Atom LT jacket -- this thing is great -- I wore this over a T Shirt for a few days in Texas, and wear it down here in the Mornings/Evenings on the cooler days (like 80's  )
 It not bulky at all, and I scrunched mine up in a Small GP pouch, much better than an older rain jacket liner (go figure), its not waterproof, but it dries fast, and when I got dumped on Day4 during some shooting, it was warm when wet and the wind was whipping -- note I felt the wind and it was cool, but unlike something that get wet and get heavy and all shitty, this was still useful.
I would have liked some velcro - but I'm the guy who thinks that fleece is an outergarment sometimes no matter what some CSM thinks.  

Combat Jacket





  
Now this is heaven.
 Pit zips - that are waterproof





  
 Which to me is a no brainer (both the WP and having them, but so many items out there just dont do it.





  

The drawstring





  
Unlike 99.9% of manufacturers Arc'Teryx put the draw string captive inside the jacket -- why you may ask, well ever see a drawstring go into a Glock trigger guard during reholstering...
 So many jackets for duty have drawstrings right in the area for a handgun holster -- which leads Mr. Murphy to enjoy the ride.

Cuffs





  
 Tabbed Velcro cuff, which is easy to use with gloves, nothing sucks more (to me at least) in getting all jocked up and then having floppy arms trying to cover down the jacket over your gloves - and while most Nomex gloves are decently handy enough, a lot of jackets tabs where built specifically to make you look like a flopping fool - not so with this.

Jacket collar





  
Its lined -- I like that - if you seal it up, at least your raw sun and sandburned neck is not getting rubbed more raw by Gortex - it also seem to seal the area better for sand (when Mr. Helo kicks it up in your face, and in a nasty downpour the top gets a little wet, but it does not let water run down your back to the crack of your ass (another pet peave of mine)
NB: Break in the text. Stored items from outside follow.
PR #1129, opened 2020-04-03
Sort listed runtimes by name

sjanota:
**Description**

- Sort runtimes by name so the order is more natural and predictable to the cockpit user

**Related issue(s)**


crabtree:
Please update the `chart/compass/values.yaml` file with the Director image from your PR.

More pics and stuff coming up tomorrow

For you 1911 shooters
Perry Competition 1911 Bushing Take Down Tool





  
Gary Perry KAC VP of R&D, well he likes 1911's and his wife rans a small company and Gary designed a tool to make 1911 disassembly a little easier - the rod doubles as a bore rod for a brush or swab holder - and is reversable for the differnet barrel bushings.
 Gary gave me one a little more than a year ago, and I tend to take it everywear my gun goes.  
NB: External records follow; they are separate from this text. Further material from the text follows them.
PR #1132, opened 2020-04-03
Adjust LMS timeouts

piotrmiskiewicz:
**Description**

- adjust LMS timeout for cert generation
- change output to forward
- direct dump provisioner mutation to stdout
- send globalaccount_id to LMS
- change tenant name normalization

Related: #814

### DIFF
--- a/components/kyma-environment-broker/internal/provisioner/client.go
+++ b/components/kyma-environment-broker/internal/provisioner/client.go
@@ -2,7 +2,6 @@ package provisioner
 
 import (
 	"context"
-	"crypto/tls"
 	"fmt"
 	"net/http"
 	"reflect"
@@ -10,7 +9,6 @@ import (
 	schema "github.com/kyma-incubator/compass/components/provisioner/pkg/gqlschema"
 	gcli "github.com/machinebox/graphql"
 	"github.com/pkg/errors"
-	"net/http/httputil"
 )
 
 // accountIDKey is a header key name for request send by graphQL client
@@ -37,17 +35,7 @@ type client struct {
 }
 
 func NewProvisionerClient(endpoint string, queryDumping bool) Client {
-	httpClient := &http.Client{
-		Transport: &http.Transport{
-			TLSClientConfig: &tls.Config{
-				InsecureSkipVerify: true,
-			},
-		},
-	}
-
-	httpclient := httputil.NewClientConn()
-
-	graphQlClient := gcli.NewClient(endpoint, gcli.WithHTTPClient(httpClient))
+	graphQlClient := gcli.NewClient(endpoint, gcli.WithHTTPClient(http.DefaultClient))
 	if queryDumping {
 		graphQlClient.Log = func(s string) {
 			fmt.Println(s)
@@ -128,7 +116,7 @@ func (c *client) ReconnectRuntimeAgent(accountID, runtimeID string) (string, err
 type GCPRuntimeStatus struct {
 	LastOperationStatus     *schema.OperationStatus         `json:"lastOperationStatus"`
 	RuntimeConnectionStatus *schema.RuntimeConnectionStatus `json:"runtimeConnectionStatus"`
-	RuntimeConfiguration    struct {
+	RuntimeConfiguration struct {
 		ClusterConfig         *schema.GCPConfig  `json:"clusterConfig"`
 		KymaConfig            *schema.KymaConfig `json:"kymaConfig"`
 		Kubeconfig            *string            `json:"kubeconfig"`
@@ -172,7 +160,7 @@ func (c *client) executeRequest(req *gcli.Request, respDestination interface{}) 
 	}
 
 	wrapper := &graphQLResponseWrapper{Result: respDestination}
-	err := c.graphQLClient.Run(context.Background(), req, wrapper)
+	err := c.graphQLClient.Run(context.TODO(), req, wrapper)
 	if err != nil {
 		return errors.Wrap(err, "Failed to execute request")
 	}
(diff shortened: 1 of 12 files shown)


components/kyma-environment-broker/internal/provisioner/client.go
```diff
@@ -25,16 +30,34 @@ type Client interface {
...
+
+	queryDumping bool
 }
 
-func NewProvisionerClient(endpoint string, queryLogging bool) Client {
+func NewProvisionerClient(endpoint string, queryDumping bool) Client {
+	httpClient := &http.Client{
+		Transport: &http.Transport{
+			TLSClientConfig: &tls.Config{
+				InsecureSkipVerify: true,
```
mszostok, line 44: we do not want to make that configurable?

components/kyma-environment-broker/internal/provisioner/client.go
```diff
@@ -25,16 +30,34 @@ type Client interface {
...
 	queryProvider queryProvider
 	graphqlizer   Graphqlizer
+
+	queryDumping bool
 }
 
-func NewProvisionerClient(endpoint string, queryLogging bool) Client {
+func NewProvisionerClient(endpoint string, queryDumping bool) Client {
+	httpClient := &http.Client{
+		Transport: &http.Transport{
```
mszostok, line 42: What about the timeout? Right now you have a zero values and
>  Zero means no timeout.

so use `http.DefaultTransport.(*http.Transport).Clone()` and then change the values that you want to
+ add timeout to client itself


------
**EDIT:**

I just discover that we have a pkg for that 
```
httputil.NewClient(30, cfg.Director.SkipCertVerification)
```

but this package we also have a bug about default timeouts in transport layer. Please fix it as described above :)

components/kyma-environment-broker/internal/provisioner/client.go
```diff
@@ -25,16 +30,34 @@ type Client interface {
...
+			TLSClientConfig: &tls.Config{
+				InsecureSkipVerify: true,
+			},
+		},
+	}
+
+	graphQlClient := gcli.NewClient(endpoint, gcli.WithHTTPClient(httpClient))
+	if queryDumping {
+		graphQlClient.Log = func(s string) {
+			fmt.Println(s)
```
mszostok, line 52: can we use logger here? We already have a 2 approaches for dumping info to stdout, adding 3rd one is not a good idea IMO

components/kyma-environment-broker/internal/provisioner/client.go
```diff
@@ -25,16 +30,34 @@ type Client interface {
...
+		}
+	}
+
 	return &client{
-		graphQLClient: graphql.NewGraphQLClient(endpoint, true, queryLogging),
+		graphQLClient: graphQlClient,
 		queryProvider: queryProvider{},
 		graphqlizer:   Graphqlizer{},
+		queryDumping:  queryDumping,
```
mszostok, line 60: why you store that?

components/kyma-environment-broker/internal/provisioner/client.go
```diff
@@ -132,9 +155,27 @@ func (c *client) RuntimeOperationStatus(accountID, operationID string) (schema.O
...
+	if reflect.ValueOf(respDestination).Kind() != reflect.Ptr {
+		return errors.New("destination is not of pointer type")
+	}
+
+	type graphQLResponseWrapper struct {
+		Result interface{} `json:"result"`
+	}
+
+	wrapper := &graphQLResponseWrapper{Result: respDestination}
+	err := c.graphQLClient.Run(context.Background(), req, wrapper)
```
mszostok, line 175: here we should have `context.TODO()` as this request should be canceled on shutdown

components/kyma-environment-broker/internal/provisioner/graphqlizer.go
```diff
@@ -139,6 +141,11 @@ func (g *Graphqlizer) UpgradeClusterConfigToGraphQL(in gqlschema.UpgradeClusterI
 }
 
 func (g *Graphqlizer) KymaConfigToGraphQL(in gqlschema.KymaConfigInput) (string, error) {
+	for _, c := range in.Components {
```
mszostok, line 144: personally I do not like when method is changing the input param when the method name does not say that. 

Maybe you better will to add just a quote function to tmpl engine in https://github.com/kyma-incubator/compass/pull/1132/files#diff-3b004e25742ce2ba4a362869881893e9R193
```go
fm["strQuote"] = strconv.Quote
```

then you can use `{{ .Value | strQuote }}`


working example: https://play.golang.org/p/Pu58JEhFCCg

mszostok, line 144: you change that so do we have a uni test for that? Because I see that contract was changed and unit tests were not adjusted which is quite odd

components/kyma-environment-broker/internal/provisioner/client.go
piotrmiskiewicz: My idea is to dump the request as it is - it is more readable. It is hard to see in the log what is going to the Provisioner. Anyway, we should not log the request because of sensitive data there, so in short time we need to change it/disable. I've create an issue: https://github.com/kyma-incubator/compass/issues/1169

If you still don't like to dump directly to stdout, I can revert this change.

mszostok: If you created an issue, and we will address that in the near future then it is ok for me 👍

components/kyma-environment-broker/internal/provisioner/graphqlizer.go
piotrmiskiewicz: contract was not changed, but the multiline string was not tested, I've added a test

components/kyma-environment-broker/internal/provisioner/client.go
piotrmiskiewicz: It seems we don't need this flag

components/kyma-environment-broker/internal/provisioner/client.go
piotrmiskiewicz: I've changed httputil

Back to the 10 Speed SR-25 Rig (okay its the SCAR-H rig - but I do work for KAC and have an SR-25 so hearafter its the SR-25 Rig.)
 I am breaking a longstanding rule --- I just got this today. Its not used or absued -- yet.
  I will say I was impressed with the increadibly light weight, and the quality of the stiching.
  I've got a match this weekend, and a few upcoming demo's so I'm going to enjoy doing a more detailed review.
 One thing I did notice, is the PMAG-LR mags are a tighter fit, and the nobs on them snag more than our KAC mags.  I plan on running KAC mags in some pouches and LR's in two others - and seeing if there is a major time penalty in the LR fit, and also if the LR wears the pouch worse.

 I shot the first Field Precision Match at the Volusia County Gun and Hunt Club yesterday -- with my SR25 and my 10 Speed rig had its first outing. Of course I was also wearing my Arc'teryx gear...

One thing I really had not noticed about the 10 speed rig, is its all the strechy material -- so it really contours to the body and you can keep it cinched doen nicely. I also found out that both PMag-LR and KAC mags pull out with relative easy.
I'll get some pictures of the stiching, etc - like all BFG gear products its all top notch.

Well after seeing how well my iPhone took pictures I figured I would take some more.


A few folks spied the Wilcox/Oasys shoe in the picture affixed to a ANVIS-9 Battery Box.
 For those who came to the Mil/LE shoot at Nellis @ SHOT and a few other Gov demo's you've seen me doing more passive night shooting.
  Several of our customers have expressed a desire to get higher NV 'compatible' mounts for their day optics - so they can shoot thru them with their dual tube NODS without using active lasers.
The trick has been setting up a set of ANVIS9's without the OEM gear to do so.





  






  






  

So that question answered led into another -- well yes KAC has made a higher 34mm scope mount for this activity (as well as a higher T-1 Mount).  Two years after I have been trying to get this done (I am a big fan of Mark Larue's 1.93 height mounts) and we have it.





  
 The CQBSS clears the PEQ-15A and PEQ-15's in this, and you can quite easily use it for dual tube NV shooting.
  I was making offhand hits on plates out to 250m thru the NODS in Vegas, which was about as far as I could see without active illumination.
 The CQBSS is actually a lot easier for this than the EO or T-1 (weird as that sounds).


Onto the 25...
 Well I have over 11,000 rds thru this gun.





  
 Its a hybrid of sorts, as it was one of the first 50 EMC's we made, these did not have the extended ejection port on the upper receiver.  Being involved in the program as I was, I figured my suppressed shooting would be limited, so I don't think it is a major issue for me.





  
What does an SR-25 look like with this rounds on them...
At about 10,750 rds I noticed the chrome was starting to chip away from the bolt under the extractor





  

The Bolt Catch has some wear marks





  

The upper has a some wear marks





  


Carrier is fine





  

At aprox 9k I swapped the rail out for a URXIII, I prefer the lack of rail in the uRXIII for the way I shoot.  As my URXIII was a setup piece, I did not get a lower rail with it, and had to use the rail from the original rail, the URXIII lower rail goes out further as we no longer need to clear the double high gas block that was on the Mk11 and M110.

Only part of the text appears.